Studio e calcio, le italiane che vivono il sogno americano.

Beatrice Abati, Centrocampista ETSU

L’America, una terra dalle innumerevoli possibilità che seppur con i propri difetti sa farsi desiderare e amare dal mondo intero. Chiunque, almeno una volta nella vita, ha sognato di camminare sulle coste stupende Californiane oppure di girare per il centro di New York. Ma c’è chi quel sogno lo vive attraverso lo sport e lo studio, più precisamente calciatrici che dall’Italia e non solo lasciano casa per vivere un’esperienza incredibile ed indimenticabile.

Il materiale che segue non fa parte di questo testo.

PR #80, opened 2015-11-26
Table definition (requirement) can specify in schema.

### LINKED ISSUE #76: Unable to specify database schema in tempto
Currently the only way to specify a schema to use is to append it to the jdbc url in the configuration file.   This means that you need to define a different database for each schema that you want to use for a given connection.  It would be useful if in the functions to create and access tables you could specify the schema to create tables in for when you don't want to use the default.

In questo secondo appuntamento, ai microfoni del Quotidiano On Line, si racconta Beatrice Abati, centrocampista della East Tennessee State University (ETSU), classe 1997.

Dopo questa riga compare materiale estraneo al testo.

PR #86, opened 2016-01-05
Don't drop and recreate immutable JDBC tables

cawallin:
JDBC tables take a long time to reload, since they are loaded via prepared
statements, so don't drop them every time. A future extension would be to
drop and recreate the table if the underlying data has changed.

### DIFF
--- a/tempto-core/src/main/java/com/teradata/tempto/internal/fulfillment/table/jdbc/JdbcTableManager.java
+++ b/tempto-core/src/main/java/com/teradata/tempto/internal/fulfillment/table/jdbc/JdbcTableManager.java
@@ -15,6 +15,7 @@
 package com.teradata.tempto.internal.fulfillment.table.jdbc;
 
 import com.google.inject.Inject;
+import com.teradata.tempto.configuration.Configuration;
 import com.teradata.tempto.fulfillment.table.MutableTableRequirement.State;
 import com.teradata.tempto.fulfillment.table.TableDefinition;
 import com.teradata.tempto.fulfillment.table.TableHandle;
@@ -27,6 +28,7 @@ import com.teradata.tempto.internal.fulfillment.table.TableName;
 import com.teradata.tempto.internal.fulfillment.table.TableNameGenerator;
 import com.teradata.tempto.query.QueryExecutionException;
 import com.teradata.tempto.query.QueryExecutor;
+import com.teradata.tempto.query.QueryResult;
 import org.slf4j.Logger;
 
 import javax.inject.Named;
@@ -39,6 +41,7 @@ import java.sql.SQLException;
 import java.util.ArrayList;
 import java.util.Iterator;
 import java.util.List;
+import java.util.Optional;
 
 import static com.google.common.base.Preconditions.checkArgument;
 import static com.google.common.base.Preconditions.checkNotNull;
@@ -62,15 +65,18 @@ public class JdbcTableManager
 
     private final QueryExecutor queryExecutor;
     private final String databaseName;
+    private final Configuration configuration;
 
     @Inject
     public JdbcTableManager(
             QueryExecutor queryExecutor,
             TableNameGenerator tableNameGenerator,
-            @Named("databaseName") String databaseName)
+            @Named("databaseName") String databaseName,
+            Configuration configuration)
     {
         super(queryExecutor, tableNameGenerator);
         this.databaseName = databaseName;
+        this.configuration = configuration;
         this.queryExecutor = checkNotNull(queryExecutor, "queryExecutor is null");
     }
 
@@ -84,6 +90,8 @@ public class JdbcTableManager
             createTable(tableDefinition, tableName);
             JdbcTableDataSource dataSource = tableDefinition.getDataSource();
             insertData(tableName, dataSource);
+        } else {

Beatrice benvenuta, Ti ricordi il tuo primo calcio al pallone?

Ho iniziato a giocare a calcio in casa e all’oratorio grazie a mio fratello Alessandro che è tre anni più grande di me. La casa si trasformava in campi da gioco con sedie o ciabatte come porte.

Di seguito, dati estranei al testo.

PR #87, opened 2016-01-11
Drop immutable table if no schema is specified

cawallin:
If no schema is specified, we have to drop and recreate immutable tables because
we don't know if the table already exists or if it's the same table name
in a different schema.

### DIFF
--- a/tempto-core/src/main/java/com/teradata/tempto/internal/fulfillment/table/jdbc/JdbcTableManager.java
+++ b/tempto-core/src/main/java/com/teradata/tempto/internal/fulfillment/table/jdbc/JdbcTableManager.java
@@ -86,14 +86,25 @@ public class JdbcTableManager
         TableName tableName = createImmutableTableName(tableHandle);
         LOGGER.debug("creating immutable table {}", tableName);
         // TODO: drop and recreate table if the underlying data has changed
-        if (!tableExists(tableName)) {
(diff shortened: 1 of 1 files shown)


cawallin:
With this, the tempto examples all pass. @kokosing  @losipiuk

kokosing:
code is ok, but I don't understand the motivation (problem)

from commit message `the same table name in a different schema`, the semantic of table name is to have exact information (no optionals) about table (db, schema, name) so in my understanding it is impossible to have the same table name in two different schemas as, because they are in different schemas so they are different

cawallin:
The problem is that if you have a nation table in the default schema (with schema specified as optional) and nation table in the tpch schema, the nation table in the default schema will not be created because when you getTables() from the metastore there is already a nation table, so you don't need to recreate the table. Alternatively, we can force schema to be specified all the time, but that seemed like a more wide-ranging change.

kokosing:
Can you check what is the default schema, then you could use it for tables returned from getTables(). If returned table is in schema which is your default you can remove it for table with no schema specified. How does it sound? 

PS. write to me on slack, when you write your response so I will be able answer within the same day

cawallin:
There doesn't seem to be a generic way to get the default schema:  http://stackoverflow.com/questions/20238520/how-to-get-the-default-schema-of-a-sql-connection.  So as you agreed on slack, I'm going to push this as is.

La prima squadra in cui ho iniziato a giocare è stata quella dell’oratorio della mia città in quinta elementare. Da lì, poi, mi sono appassionata e non ho più smesso.

In che ruolo giochi?

Sono un centrocampista centrale, posso giocare sia come mediano che come mezz’ala.

Hai un calciatore preferito o ti ispiri a qualche d’uno?

Si, il mio calciatore preferito è Claudio Marchisio. Da piccola il mio calciatore preferito era Pavel Nedved.

Il ricordo più bello legato ad una partita?

Sicuramente uno dei ricordi più belli è stato giocare il Mondiale in Costa Rica con l’Under 17 e arrivare terze. È stata un’emozione stupenda e unica. Lo stadio era sempre pieno di tifosi.

Negli Stati Uniti, il ricordo più bello è relativo ad una partita giocata lo scorso campionato, quando ho segnato dopo pochi minuti contro una squadra che è la nostra più grande rivale.

Come sei venuta a conoscenza della possibilità di poter partire per l’esperienza negli Stati Uniti?

Negli USA tutte le università tengono in grande considerazione gli sport ed hanno atleti in molte discipline.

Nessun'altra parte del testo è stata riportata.